Austin Reaves vale o máximo? Lakers devem pensar duas vezes
Basquete NBA

Austin Reaves vale o máximo? Lakers devem pensar duas vezes

Austin Reaves viveu mais uma temporada sólida e provou ser um jogador importante para os Lakers. Após lesão no oblíquo, ele voltou a tempo de ajudar na primeira rodada contra o Houston Rockets e teve média de quase 21 pontos e 7 assistências contra o Oklahoma City Thunder. No Jogo 4, registrou 27 pontos, 7 rebotes e 6 assistências em 43 minutos. Números respeitáveis para um jogador que chegou à NBA sem ser draftado.

No entanto, com Reaves prestes a recusar a opção de US$ 14,9 milhões e entrar em free agency irrestrita, surge a pergunta inevitável: quanto ele realmente vale? E, principalmente, quanto os Lakers podem e devem pagar por ele?

Mercado aponta para contrato máximo, mas realidade é outra

Reaves deve receber ofertas próximas do máximo para jogadores com menos de seis anos de experiência (25% do teto salarial). Com o teto projetado em US$ 165 milhões para 2026/27, isso significa salário inicial acima de US$ 41 milhões. Em quatro anos, o contrato poderia chegar a US$ 177 milhões fora de Los Angeles. Os Lakers poderiam oferecer cinco anos e até US$ 239 milhões.

Números impressionantes para um jogador que, em duas temporadas seguidas, superou 20 pontos e 5 assistências com 60% de true shooting. Ele está no seleto grupo ao lado de Shai Gilgeous-Alexander, Nikola Jokić e Giannis Antetokounmpo. Mas esses números escondem limitações importantes.

Reaves é criador eficiente, bom finalizador e arremessador perigoso. No entanto, defensivamente é um problema grave. Sua presença ao lado de Luka Dončić cria um backcourt lento e vulnerável em transições e marcações individuais. Nos playoffs, foi alvo constante de ataques adversários. Os Lakers precisaram de ajustes constantes para compensar suas falhas defensivas.

Não vale o máximo e o dinheiro pode ser melhor usado

Pagar Reaves o máximo seria um erro estratégico. Ele é bom, mas não é estrela de elite. Seu impacto não justifica comprometer quase um quarto do teto salarial por cinco anos. Com Dončić já ocupando grande parte da folha, os Lakers precisam de alas defensivos, um center confiável e versatilidade. Um contrato máximo para Reaves limitaria drasticamente essas contratações.

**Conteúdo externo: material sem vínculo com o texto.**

Issue #2039, opened 2026-07-16
Runtime and generated JSON Schema format validators diverge


samchon:
## Problem

Four advertised JSON Schema format validators are incorrect or inconsistent across typia runtime, `@typia/utils`, and native generated checks:

| Format | Current defect |
| --- | --- |
| `byte` | multiline `m` makes one valid base64 line validate an otherwise invalid string |
| `ipv6` | native generated regex lost `\d` and `\.` escapes in IPv4-embedded branches |
| `iri-reference` | all three owners use the absolute-only `iri` pattern and reject relative IRI references |
| `date` / `date-time` | regex permits nonexistent calendar dates such as 2023-02-29 and 2024-02-30 |

Typia documents these as standard formats and emits the same names into JSON Schema, so runtime validation must not silently implement a different language.

Normative references: [JSON Schema Validation 2020-12](https://json-schema.org/draft/2020-12/json-schema-validation), [RFC 3339](https://www.rfc-editor.org/rfc/rfc3339.html), [RFC 3987](https://www.rfc-editor.org/rfc/rfc3987.html), and [RFC 4291](https://www.rfc-editor.org/rfc/rfc4291.html).

## Evidence

- Runtime/utils `byte` and native `FormatCheatSheet` use the same anchored base64 expression with `gm`; invalid text containing a valid `YWJj` line passes.
- Runtime/utils IPv6 patterns correctly contain `\d` and `\.`, while `FormatCheatSheet.go` contains literal `d` and wildcard `.`. Generated checks reject valid `::ffff:192.168.0.1` and can accept malformed `::ffff:1ddX1ddX1ddX1dd`.
- `_isFormatIriReference` is byte-for-byte the scheme-required IRI pattern. JSON Schema defines `iri-reference` as either an IRI or a relative reference; `../경로`, `/경로`, and `#조각` are rejected.
- Public OpenAPI validation accepts `2023-02-29`, `2024-02-30`, and `2023-04-31`. RFC 3339 makes the allowed day depend on month/year.

Closed unmerged PR #1864 carried partial byte/IPv6/IRI observations but no issue or open replacement. Exact searches found no implementation claim.

## Consequence surface

Type tags, JSDoc tags, imported runtime helpers, `OpenApiValidator`, native generated checks, LLM/HTTP consumers, repeated calls, Unicode IRIs, IPv4-embedded IPv6 forms, leap years, and date-time offsets/fractions.

## Approach

[...]

Issue #2111, opened 2026-07-16
NamingConvention.variable misclassifies identifiers, leaking illegal bindings into generated HTTP accessors and parameter keys


samchon:
## Problem

`NamingConvention.variable()` is documented as *"Check if string is valid JavaScript variable name"* but returns `true` for eight strings that cannot be binding identifiers in an ES module. Because the public HTTP migration model derives `IHttpMigrateRoute.accessor` and path-parameter `key` from this predicate, a legal OpenAPI route or parameter name can be turned into an illegal identifier in the model consumed by RPC/SDK generation.

Affected users: `@typia/utils` consumers calling `NamingConvention.variable`/`reserved` directly, and every downstream SDK/RPC generator built on `HttpMigration.application()`.

## Evidence

`packages/utils/src/utils/NamingConvention.ts`:

```ts
export const variable = (str: string): boolean =>
  reserved(str) === false && /^[a-zA-Z_$][a-zA-Z_$0-9]*$/g.test(str);
export const reserved = (str: string): boolean => RESERVED.has(str);
```

`variable()` is documented as an identifier-legality predicate but implemented as "not in my word list, and looks like an identifier". Using Node's own ES-module parser as the oracle — generated SDK artifacts are ES modules, which are always strict:

```js
import vm from "node:vm";
const legal = (w) => { try { new vm.SourceTextModule(`export function f(${w}) { return ${w}; }`); return true; } catch { return false; } };
```

| word | `reserved()` | `variable()` | legal binding in a module | class |
| --- | --- | --- | --- | --- |
| `await` | false | **true** | false | ECMAScript `ReservedWord` |
| `yield` | false | **true** | false | `ReservedWord` / strict |
| `let` | false | **true** | false | strict future reserved |
| `static` | false | **true** | false | strict future reserved |
| `implements` | false | **true** | false | strict future reserved |
| `interface` | false | **true** | false | strict future reserved |
| `eval` | false | **true** | false | **strict BoundNames restriction** |
| `arguments` | false | **true** | false | **strict BoundNames restriction** |
| `package`, `private`, `protected`, `public` | true | false | false | already handled |
| `foo`, `async`, `of`, `get`, `undefined`, `NaN` | false | true | true | correctly accepted |

Two observations establish the root cause:

1. `package`, `private`, `protected`, and `public` are present while `implements`, `interface`, `let`, and `static` — the *same* strict-future-reserved class — are absent. The omission is an oversight, not a policy.
[...]

PR #2113, opened 2026-07-16
fix(typia): reject raw double quotes in uri-reference format validation

### LINKED ISSUE #2110: uri-reference format validation accepts a raw double quote in all three validator owners
## Problem

`tags.Format<"uri-reference">` accepts strings containing a raw `"` character, which RFC 3986 does not permit in any component of a `URI-reference`. Both TypeScript runtime helpers and the native code generator embed the same wrong character classes, so validation, the emitted JSON Schema `format` claim, and `@typia/utils` OpenAPI validation all disagree with the standard they name.

Affected users: anyone validating `uri-reference` values via typia type tags or JSDoc tags, and any `@typia/utils` consumer routing through `OpenApiValidator` (adapter, LLM, and HTTP validation paths).

## Evidence

RFC 3986 composes every component from `unreserved`, `sub-delims` (`!$&'()*+,;=`), and pct-encoded octets. A raw `"` belongs to none; `%22` is its only legal spelling.

Three owners carry a byte-identical expression with `"` inside 8 character classes (`&'"(` where it should read `&'(`):

- `packages/typia/src/internal/_isFormatUriReference.ts` — `_isFormatUriReference`
- `packages/utils/src/validators/functional/_isFormatUriReference.ts` — `_isFormatUriReference`
- `packages/typia/native/core/factories/FormatCheatSheet.go` — `FormatCheatSheet["uri-reference"]`

Reproduction (Node, no build required — reads the pattern from source):

```js
const fs = require("fs");
const src = fs.readFileSync("packages/typia/src/internal/_isFormatUriReference.ts", "utf8");
const re = eval("(" + src.match(/\/\^.*\$\/i/s)[0] + ")");
for (const s of ['"', 'a"b', '/a"b', '?q="', '#"', 'http://a"b/c'])
  console.log(JSON.stringify(s), re.test(s));   // observed: true   expected: false
console.log(JSON.stringify("%22"), re.test("%22"));   // true (correct — must stay true)
```

Observed: all six raw-quote inputs return `true`. Expected: `false`.

Two independent facts show the `"` is an accidental insertion rather than a deliberate relaxation:

1. **Internal asymmetry.** Within the *same* expression the `userinfo` and `IPvFuture` classes correctly omit the quote; only reg-name, path, query, and fragment carry it.
2. **The sibling disagrees.** `packages/typia/src/internal/_isFormatUri.ts` is the same expression with no quote anywhere and correctly rejects `http://a"b/c`.

**typia's own coverage contract is violated.** `packages/utils/src/utils/internal/OpenApiTypeCheckerBase.ts` declares `(x === "iri-reference" && y === "uri-reference")` — `iri-reference` covers `uri-reference`, so every valid `uri-reference` must be a valid `iri-reference`. Building both validators from current source:

| Input | `uri-reference` | `iri-reference` | Invariant |
| --- | --- | --- | --- |
| `"`, `a"b`, `/a"b`, `?q="`, `#"`, `http://a"b/c` | `true` | `false` | **violated** |
| `%22`, `a/b`, `a'b`, `http://h/p?q=1#f` | `true` | `true` | held |

Six violations, all raw-quote; every quote-free probe holds. The subset accepts what its declared superset rejects.

Provenance: blame traces the character class to `dd942d835ae` (2024-11-15). Closed #2039 / merged #2075 corrected adjacent `byte`, `ipv6`, `iri-reference`, `date`, and `date-time` behavior; #2039's body never mentions `uri-reference` and #2075 changed no `_isFormatUriReference` file.

## Consequence surface

- **`tags.Format<"uri-reference">`** (type tag and JSDoc tag): runtime validation accepts values the emitted JSON Schema `format` declares RFC 3986.
- **`@typia/utils`**: `_isStringFormat` routes `uri-reference` to the same helper, so `OpenApiValidator` and adapter/LLM/HTTP validation inherit the false positive.
- **Native generation**: generated checks embed the identical expression. Fixing only the two TypeScript helpers would create runtime/generated divergence and repeat the parity failure class fixed by #2039/#2075.
- **`OpenApiTypeChecker`**: the `iri-reference`/`uri-reference` coverage relation depends on precise format language.
- **Platforms**: TS runtime and native Go carry the same expression; no platform-specific divergence.
- **Compatibility**: strictly narrowing. Previously-accepted quote-bearing strings become correctly rejected; `%22` and all valid references are unaffected.

**Complete case matrix.** `"` is the only mishandled character. An exhaustive 128-codepoint sweep across reg-name, path, query, and fragment flags `"`, `#`, `/`, `:`, `?`, `@` — but the latter five are RFC delimiters that merely re-parse the string under different component boundaries (`http://a#b/p` is validly authority `a` + fragment `b/p`), not defects. A differential over a 300-string corpus (valid absolute/relative/IPv4/IPv6/urn/mailto references plus `"` injected at every offset) confirms: removing `"` newly rejects 218 strings (all quote-bearing) and newly accepts 0, with all 39 quote-free seeds keeping their verdict.

| Case | Expected |
| --- | --- |
| `"`, `a"b`, `/a"b`, `?q="`, `#"`, `http://a"b/c`, `http://x/p"q` | reject |
| `%22`, `%2F`, other valid pct-encodings | accept |
| `a'b` and every other sub-delim | accept |
| `""`, empty reference, absolute, relative, IPv4/IPv6 authority | unchanged |
| `%2`, malformed `%` escapes, controls, spaces, `<`, `>`, `\` | reject (already correct) |

## Approach

The invariant: **`uri-reference` accepts exactly RFC 3986 `URI-reference` = `URI / relative-ref`**, and `iri-reference` must remain a superset of it.

The architectural owner is the shared format table. `packages/typia/native/core/factories/FormatCheatSheet.go` is authoritative for generated checks; the two TypeScript helpers must carry the same language. Remove the raw `"` from every RFC 3986 component class while preserving apostrophes, `%22`, and every other sub-delim. Do not fix only the TypeScript side — the three owners must stay byte-identical, as they are today.

- **Positive:** absolute URIs, relative references, the empty reference, IPv4 and IPv6 authorities, `urn:`/`mailto:` forms, `%22` and other valid pct-encodings, and all sub-delims (notably `'`) remain accepted.
- **Negative:** raw `"` is rejected in reg-name, path, query, and fragment, and as a whole reference.
- **Boundary:** `%2` and other malformed escapes, controls, spaces, `<`, `>`, `\` stay rejected; repeated calls are stable (the pattern must not carry `/g`).
- **Regression:** the `iri-reference` ⊇ `uri-reference` coverage relation holds for the full probe set — this is the oracle that made the bug visible and should be pinned as a test.
- **Parity:** one authoritative matrix exercised across the runtime helper, `@typia/utils` `_isStringFormat`/`OpenApiValidator`, type tags, JSDoc tags, and native-generated checks. There is currently **no** `uri-reference` negative matrix anywhere in the repository — its absence is why three owners agreed on the same wrong language for ~20 months. Take expectations from RFC 3986, not from current output.
- **Commands:** `pnpm --filter ./tests/test-typia-schema start` and `pnpm --filter ./tests/test-utils start` (narrow); `pnpm test:go:native` for the generated side; `pnpm test` as the broader gate.

## Coordination

- Native Go changes require the coordinated `typia` package version bump in the same change (see the development skill's Change Integrity).
- Natural sibling of #2039 / merged PR #2075 (format parity), which deliberately deferred formats it did not own. Not covered by #2102 or #2103, which concern reference pointers and component names rather than URI lexis.
- Safe to parallelize with non-format work; serialize against any other branch bumping `packages/typia/package.json`.

samchon:
Fixes #2110.

## Intent

`tags.Format<"uri-reference">` accepts strings containing a raw `"`, which RFC 3986 permits in no component of a `URI-reference` (`%22` is its only legal spelling). Three owners carry a byte-identical expression with `"` wrongly present in 8 character classes (`&'"(` where RFC 3986's `sub-delims` yield `&'(`):

- `packages/typia/src/internal/_isFormatUriReference.ts`
- `packages/utils/src/validators/functional/_isFormatUriReference.ts`
- `packages/typia/native/core/factories/FormatCheatSheet.go` — `FormatCheatSheet["uri-reference"]`

The insertion is accidental, not policy: within the *same* expression the `userinfo` and `IPvFuture` classes correctly omit the quote, and the sibling `_isFormatUri.ts` carries no quote anywhere.

## Scope

- Remove the raw `"` from the 8 affected classes in all three owners, keeping them byte-identical. Fixing only the TypeScript side would create runtime/generated divergence — the parity failure class #2039/#2075 fixed.
- Add the `uri-reference` regression matrix that did not previously exist anywhere in the repository. Its absence is why three owners agreed on the same wrong language for ~20 months. Expectations are taken from RFC 3986, not from current output.
- Pin the `iri-reference` ⊇ `uri-reference` coverage relation declared by `OpenApiTypeCheckerBase` — the oracle that made the bug visible.

Strictly narrowing: previously-accepted quote-bearing strings become correctly rejected. `%22`, `a'b` and every other sub-delim, and all valid references are unaffected.

## Version

**Pending lead assignment.** This changes native Go (`FormatCheatSheet.go`), which per the development skill's Change Integrity requires a coordinated `packages/typia/package.json` version bump. The lead serializes the native version chain across several concurrent native pull requests and assigns the version at rebase time, so `packages/typia/package.json` is deliberately untouched here.

## Verification

Local verification only; campaign CI is deliberately suspended and this commit's runs are cancelled under the exact-SHA gate. Commands recorded in the thread as increments land.


samchon:
## Self-Review — round 1 (findings before remediation)

Complete round over `origin/master...f0a6442816` (3 owner files + 1 new test).

### Verified sound

- **Only the quote changed.** Each owner is exactly its previous content with the 8 `&'"(` → `&'(` substitutions applied and nothing else — asserted mechanically (`after === before.split("&'\"(").join("&'(")` → `true` for all three, 8 substitutions each). No collateral edit to the neighbouring `uri`, `iri`, or IPv6 language.
- **Three owners byte-identical again.** `typia src === utils src` and `typia src === native go` both `true`; raw-quote count `0 / 0 / 0`; the 2 classes that were always correct (`userinfo`, `IPvFuture`) plus the 8 repaired ones give 10 apostrophe classes per owner.
- **No fourth owner.** A tracked-file sweep for the expression family returns only the 3 changed files plus `_isFormatUri.ts` (typia + utils), which is the separate `uri` format and is correctly quote-free. `_isStringFormat.ts` routes `uri-reference` to the repaired helper.
- **No documentation change owed.** The only website mention of `uri-reference` (`website/src/content/docs/validators/tags.mdx:152`) lists the format name; it makes no claim about the character repertoire.
- **No fixture or random-generation fallout.** `_randomFormatUriReference` delegates to `_randomFormatUrl`, so generated values carry no quote; the `@typia/template` fixtures use `git://github.com/samchon/typia.git/../nestia.git` (valid) and spoil with `http://깃허브.com` (non-ASCII), neither affected.

### Finding 1 — the repeated-call stability boundary is not pinned (accept, remediate)

The issue's acceptance criteria list, under **Boundary**: *"repeated calls are stable (the pattern must not carry `/g`)"*. The matrix does not assert this, so the criterion is unmet.

This is not hypothetical for this file: a `/g` regex carries `lastIndex` across `.test()` calls and alternates verdicts, and the sibling `NamingConvention.variable` in this repository already ships a `/g` identifier regex. The peer `test_openapi_validator_format_parity.ts` guards it explicitly ("Repeat base64 checks in alternating order to expose regular-expression state").

**Remediation:** re-run an accept/reject pair alternately several times through all four surfaces, so a `/g` regression fails the matrix rather than passing silently.

### Non-findings (recorded, deliberately not acted on)

- **No `test-typia-schema` case added.** Type tags, JSDoc tags, the runtime helper, and the native-generated expression are all already exercised from the `test-utils` matrix (that suite runs the transform), so a second copy there would duplicate coverage rather than add a surface. `pnpm --filter ./tests/test-typia-schema start` is still run as a regression gate and passes.
- **Fix not widened beyond `"`.** The lead's exhaustive sweep and 300-string differential establish `"` as the only mishandled character (218 newly rejected, 0 newly accepted). Probes such as `1bad:relative` (RFC `path-noscheme` forbids `:` in a first segment) are out of scope for this issue and are not introduced here.
- **`packages/typia/package.json` deliberately untouched** — native Go changed, so a version bump is owed; the lead serializes the native version chain and assigns it at rebase time.

samchon:
## Self-Review — round 2 (fresh full round, clean)

Round 1's finding was remediated in `4267b2fe24`, so this is a complete fresh round over `origin/master...4267b2fe24`, not a recheck of the fix.

### Round 1 remediation was itself defective, and this round's evidence caught it

The first attempt at the stability pin alternated an accept with a reject:

```ts
for (let i = 0; i < 3; ++i) {
  validate("https://example.com/path?query=1#fragment", true);
  validate('http://a"b/c', false);
}
```

That pin has **no teeth**. `RegExp.prototype.test` only advances `lastIndex` on a match and resets it to `0` on a failure, so an interleaved reject silently repairs the state a global flag would corrupt. Simulated against the shipped pattern:

| sequence | `/i` (shipped) | `/g` (regression) |
| --- | --- | --- |
| accept, reject, accept, reject … | `true false true false` | `true false true false` — **identical, undetectable** |
| accept, accept, accept, accept | `true true true true` | `true false true false` — **detected** |

The pin now repeats one accepted reference consecutively. Verified end-to-end by injecting `/gi` into the shipped pattern, rebuilding, and observing the matrix fail (`Bug on uri-reference accepts "https://example.com/" through type tag`), then reverting.

### The three-owner parity claim is now proven, not assumed

The doc comment claims the matrix runs through every owner. Verified per owner by injecting a regression into one owner at a time:

| Surface | Owner it exercises | Proof |
| --- | --- | --- |
| `_isFormatUriReference` (direct) | `packages/typia/src/internal/_isFormatUriReference.ts` | `/gi` injection into typia src fails the matrix |
| `typia.is` type tag | same typia helper (the transform imports it) | same injection fails on `through type tag` |
| `@format` JSDoc tag | **`FormatCheatSheet.go`** — `metadataCommentTagFactory_FORMATS` builds the comment-tag table from it | re-injecting the raw quote into the Go entry **only** fails on `Bug on uri-reference rejects "\"" through comment tag` |
| `OpenApiValidator` | `packages/utils/src/validators/functional/_isFormatUriReference.ts` | routed via `_isStringFormat` |

So the native Go owner is genuinely covered by a dedicated surface, and the fix is not TypeScript-only in effect as well as in text. Both injections were reverted; `git status` is clean and the three owners are byte-identical (`typia src === utils src`, `typia src === native go`, raw-quote count `0 / 0 / 0`, apostrophe classes `10 / 10 / 10`).

### Also checked this round, nothing to change

- **Diff hygiene.** Each owner equals its previous content with only the 8 `&'"(` → `&'(` substitutions (asserted mechanically). Branch surface is exactly 4 files; no `lib/`, tarball, or `package.json` crept in; working tree clean after every suite, including the regenerating automated matrix.
- **Test identity.** `test_openapi_validator_format_uri_reference` is exported once, matches its filename, and is unique across all suites — the filename/export mismatch class recorded elsewhere in this campaign is not reintroduced.
- **Formatting.** `prettier --check` passes for the new file. The repository-wide formatter was not run, per the campaign's no-format rule. Stored line endings are LF, matching peers.
- **Consequence surface.** `test-typia-automated` passes: `_randomFormatUriReference` delegates to `_randomFormatUrl`, so generated values carry no quote, and the `TypeTagFormat`/`CommentTagFormat` fixtures use a quote-free valid value with a non-ASCII spoil. No documentation is owed — the sole website mention lists the format name without a repertoire claim.

**Round 2 is clean; Self-Review concludes.** Remaining non-finding: `packages/typia/package.json` is deliberately unbumped although native Go changed, pending the lead's serialized native version assignment at rebase time.

samchon:
## Local verification (campaign CI suspended)

Final pushed SHA `4267b2fe24`. Automatic CI for every campaign SHA on this branch was cancelled under the exact-SHA gate, so the following local runs are the gate.

| Command | Result |
| --- | --- |
| `pnpm --filter ./tests/test-utils start` | **Success** (full suite) |
| `pnpm --filter ./tests/test-typia-schema start` | **Success** (full suite) |
| `pnpm test:go:native` (`go -C packages/typia/test test ../native/...`) | **Success**, all packages `ok` |
| `go -C packages/typia/test test -tags typia_native_internal ../native/core/factories/` | **Success** (`ok … core/factories`) |
| `pnpm --filter ./tests/test-typia-automated start` | **Success** (consequence check: the `TypeTagFormat` / `CommentTagFormat` fixtures carry a `uriReference` field) |
| `npx prettier --check` on the new test file only | **Success** (repository-wide formatter deliberately not run) |

### Fail-then-pass evidence for the new matrix

The matrix was written first, from RFC 3986 rather than from current output, and observed failing on unfixed source:

```
- test_openapi_validator_format_uri_reference: Error
Error: Bug on uri-reference rejects "\"" directly: found different values
{ "x": false, "y": true }        # expected false, observed true
```

After removing the raw quote from all three owners it passes (`test_openapi_validator_format_uri_reference: 12 ms — Success`). The run that first exercised the fix rebuilt the ttsc plugin from the changed `FormatCheatSheet.go`, so the generated side was rebuilt rather than served from cache.

### Zero-collateral evidence

Each owner is exactly its previous content with the 8 `&'"(` → `&'(` substitutions and nothing else:

```
packages/typia/src/internal/_isFormatUriReference.ts               substitutions: 8 | only-that-substitution: true
packages/utils/src/validators/functional/_isFormatUriReference.ts  substitutions: 8 | only-that-substitution: true
packages/typia/native/core/factories/FormatCheatSheet.go           substitutions: 8 | only-that-substitution: true
```

and the three remain byte-identical (`typia src === utils src: true`, `typia src === native go: true`, raw-quote `0 / 0 / 0`, apostrophe classes `10 / 10 / 10` — the 8 repaired plus the `userinfo` and `IPvFuture` classes that were always correct).

### Environment note

`pnpm test:go:native` first failed with `There is not enough space on the disk` — the `C:` volume is full and Go's `$WORK` lives there. Re-run with `GOTMPDIR` on a volume with space; all packages then pass. This is an environment condition on this machine, not a property of the change, and no shared Go cache was cleared.

### Not done here (lead-owned)

`packages/typia/package.json` is **not** bumped although native Go changed and Change Integrity requires a coordinated bump. The lead serializes the native version chain across the concurrent native pull requests and assigns the version at rebase time. This branch is not rebased for the same reason.

samchon:
Final semantic rebase onto current `master`, version assignment, and lead verification.

## Rebase and version

Rebased from `22f00400b5` onto `98f560253e` (#2104). All four commits replayed with **no conflict** — nothing merged in the chain touches the three format owners.

Version assigned as **`13.1.13`**, the next patch on master's `13.1.12` (#2104). The bump is mandatory because `FormatCheatSheet.go` is native Go, per the development skill's Change Integrity rule. `git diff origin/master...HEAD -- packages/typia/package.json` is exactly one line and `git diff --check` is clean.

## Lead verification of the fix itself

The three owners are byte-identical again, checked mechanically rather than by eye — raw-quote character classes now count **0** in `packages/typia/src/internal/_isFormatUriReference.ts`, `packages/utils/src/validators/functional/_isFormatUriReference.ts`, and `FormatCheatSheet.go`.

Runtime proof on the rebased head, built from the shipped source:

| Input | Before | After |
| --- | --- | --- |
| `"`, `a"b`, `/a"b`, `?q="`, `#"`, `http://a"b/c`, `http://x/p"q` | all `true` | all **`false`** |
| `%22`, `a'b`, `http://h/p?q=1#f`, empty, `a/b`, `urn:x:y`, `mailto:a@b.c`, `//[::1]/p` | `true` | `true` — unchanged |

Every raw-quote case is now rejected and every valid reference is preserved, including the percent-encoded spelling `%22` and the apostrophe sub-delim that RFC 3986 does permit. No regression in the accept direction.

## Local verification on `dc9eef8f0c` (campaign CI is deliberately cancelled)

| Gate | Command | Result |
| --- | --- | --- |
| Owning workspace | `pnpm --filter test-utils start` | Success |
| Schema workspace | `pnpm --filter test-typia-schema start` | Success |

## What this thread's Self-Review caught, and why it matters

Round 2 found that **round 1's own remediation was defective**. The issue requires pinning that the pattern must not carry `/g`, but an accept/reject pair cannot distinguish `/i` from `/gi`: a failed `test()` resets `lastIndex`, so the pin had no teeth. It now repeats one accepted value consecutively, proven by injecting `/gi`, watching it fail, and reverting.

That same `lastIndex` hazard independently surfaced on the #2111 batch, where hoisting a `/g` regex out of a per-call literal would have introduced a real bug. Two batches, one trap — worth remembering.

Round 2 also **proved rather than assumed** the three-owner claim: `FormatCheatSheet.go` backs the JSDoc `@format` path through `metadataCommentTagFactory_FORMATS`, and re-injecting the quote into the Go entry alone fails `rejects "\"" through comment tag`. So the native owner has a genuine covering surface rather than being fixed on faith.

## Deferred, recorded for the next discovery round

Review raised that `1bad:relative` is accepted although RFC 3986 forbids `:` in the first segment of a scheme-less relative reference. It is real but **not one-sided**, and the lead verification changes its framing: `iri-reference` rejects `./1bad:relative` and `good/1bad:relative`, which RFC 3986 **permits** (only `segment-nz-nc`, the first segment, forbids the colon; every later `segment` is `*pchar`, and `pchar` includes `:`). So there are two defects in opposite directions across two owners — `uri-reference` under-restricts the first segment while `iri-reference` over-restricts later ones. It is correctly out of scope here, is not quote-related, and is carried into the campaign's next discovery round for proper adjudication rather than bolted onto this batch.

`dc9eef8f0c` settled after three polls with all six runs `cancelled` and none racing to terminal. Earlier on this branch, `871b9a82a6`'s spell-check ended `failure` — that was **not** the benign race but a real defect it caught (`excludeds`, plus literal U+0000/U+007F bytes making the file read as binary), fixed in `f0a6442816`. Worth recording that a spell-check failure is worth reading rather than dismissing as the race.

O espaço de US$ 48 milhões é ouro. Pode ser usado para absorver salários em trocas, trazer alas 3&D como Quentin Grimes ou Herb Jones, ou investir em um pivô mais sólido que Ayton. Manter Reaves por valor próximo ao máximo compromete o equilíbrio do elenco. Dončić precisa de defensores ao seu redor, não de outro criador que repete funções.

Reaves tem valor real para os Lakers. Sua química com Dončić é evidente e ele eleva o ataque. Mas “valor” não significa “máximo”. O mercado pode inflacionar seu preço por escassez de guards criadores em free agency. Os Lakers não precisam entrar nessa briga. Uma extensão mais moderada (quatro anos, cerca de US$ 120-140 milhões) seria justa e deixaria espaço para melhorias.

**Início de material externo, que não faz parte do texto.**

PR #2114, opened 2026-07-16
fix(utils): make NamingConvention.variable an identifier-legality predicate

### LINKED ISSUE #2111: NamingConvention.variable misclassifies identifiers, leaking illegal bindings into generated HTTP accessors and parameter keys

samchon:
## Intent

Resolves #2111.

`NamingConvention.variable()` is documented as *"Check if string is valid JavaScript variable name"* but was implemented as `reserved(str) === false && /^[a-zA-Z_$][a-zA-Z_$0-9]*$/g.test(str)` — "not in my word list, and looks like an identifier". Those are different predicates, and the gap returned `true` for eight strings that cannot be binding identifiers in an ES module.

**The abstraction was wrong, not just the data.** `eval` and `arguments` are not reserved words at all — they are illegal only as *BoundNames* in strict code — so no reserved-word set can ever classify them. Adding eight strings to `RESERVED` would have left the same category error in place.

This branch models the three restriction classes the grammar actually defines and derives each public predicate from the ones that apply to it:

| Class | Contents | Feeds |
| --- | --- | --- |
| `RESERVED_WORDS` | ECMAScript `ReservedWord` (38, now including `await`/`yield`) | `reserved()`, `variable()` |
| `STRICT_RESERVED_WORDS` | strict future reserved (`implements`, `interface`, `let`, `package`, `private`, `protected`, `public`, `static`) | `reserved()`, `variable()` |
| `POLICY_RESERVED_WORDS` | `module` — typia policy, not grammar | `reserved()`, `variable()` |
| `STRICT_RESTRICTED_BINDINGS` | `eval`, `arguments` — restricted BoundNames | `variable()` only |

- `reserved()` = `ReservedWord` ∪ strict future reserved ∪ policy. This completes a class that already shipped `package`/`private`/`protected`/`public` while omitting `implements`/`interface`/`let`/`static`.
- `variable()` = identifier shape ∧ not `reserved()` ∧ not a restricted binding. It is no longer derivable from a word list alone.

## Deliberate public-API decisions

These are behavior changes to exported surface, stated explicitly rather than slipped in:

1. **`reserved()` gains 6 words** (`await`, `yield`, `implements`, `interface`, `let`, `static`). It previously returned `false` for words that *are* reserved in the strict dialect typia generates.
2. **`reserved()` still excludes `eval`/`arguments`** — deliberately. They are not reserved words; saying otherwise to make `variable()` work would re-introduce the category error. `variable()` rejects them separately.
3. **`module` stays reserved.** It is a legal identifier (`function f(module) {}` parses), so this is typia policy, not a grammar claim: shadowing it would break `module.exports` in CommonJS output. It is now documented and asserted as policy instead of sitting unexplained in a word list.
4. **The identifier pattern loses its `g` flag** and is hoisted to a module constant. A global regex carries `lastIndex` across `test()` calls; hoisting it *with* `/g` would have made the predicate alternate between answers for the same input. A stability assertion pins this.
5. **ASCII-only identifier shape is preserved** and now documented as a deliberate conservative bias — it can only cause a legal Unicode name to be escaped, never let an illegal binding through. Unicode support remains a separate policy decision, per the issue.

## Consequence surface

- **`EndpointUtil.normalize`** keeps gating on `reserved()`, so the 6 added words now escape there (`let` becomes `_let`), exactly as `package` already did. `eval`/`arguments` are not reserved and are caught downstream by the `variable()` gate, so both paths converge on a single `_` escape with no double-escaping.
- **`EndpointUtil.pascal`** consequently derives `_Let` where it derived `Let`, matching the existing `_Package` treatment. This is a generated *type-name* change for paths containing those 6 words.
- **Diagnostic consumers** (`stringifyValidationFailure`, `OpenApiObjectValidator`, `JsonDescriptor`) are intentionally untouched. They ask "can I use dot notation?", where a keyword is legal (`x.let`), so they were never defective. They now emit bracket notation instead of dot notation for these words — more verbose, still correct. Their call sites were left alone rather than quoting every consumer, per the issue's consumer split.
- **Compatibility:** accessors and parameter keys for the eight words change (`let` becomes `_let`), which is a generated-name change for anyone depending on today's broken output.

O futuro dos Lakers vai além de Reaves

Rob Pelinka e JJ Redick precisam pensar no projeto de longo prazo. Dončić é o centro do time. Reaves é peça importante, mas não intocável. Se o preço subir demais, uma sign-and-trade pode ser considerada, embora Dončić prefira mantê-lo. O ideal é equilibrar: manter Reaves por valor razoável e usar o resto do espaço para reforçar defesa e garrafão.

A offseason é sobre construção. Os Lakers têm picks (25º em 2026, 2031 e 2033) e espaço para montar um contender de verdade. Pagar Reaves o máximo seria repetir erros do passado: priorizar familiaridade em vez de necessidade. Reaves merece um bom contrato, mas não um que comprometa o futuro do projeto Dončić.

Os Lakers precisam decidir se constroem para vencer agora ou esperam até 2027. Qualquer que seja o caminho, Reaves deve ser parte da equação, mas não o centro dela. O dinheiro é finito. Melhor usá-lo onde realmente faz diferença: defesa, tamanho e versatilidade.

Reaves é um bom jogador. Mas nem todo bom jogador merece contrato máximo. Os Lakers precisam ter visão clara. O título não virá com sentimentalismo.

Foto: NBA.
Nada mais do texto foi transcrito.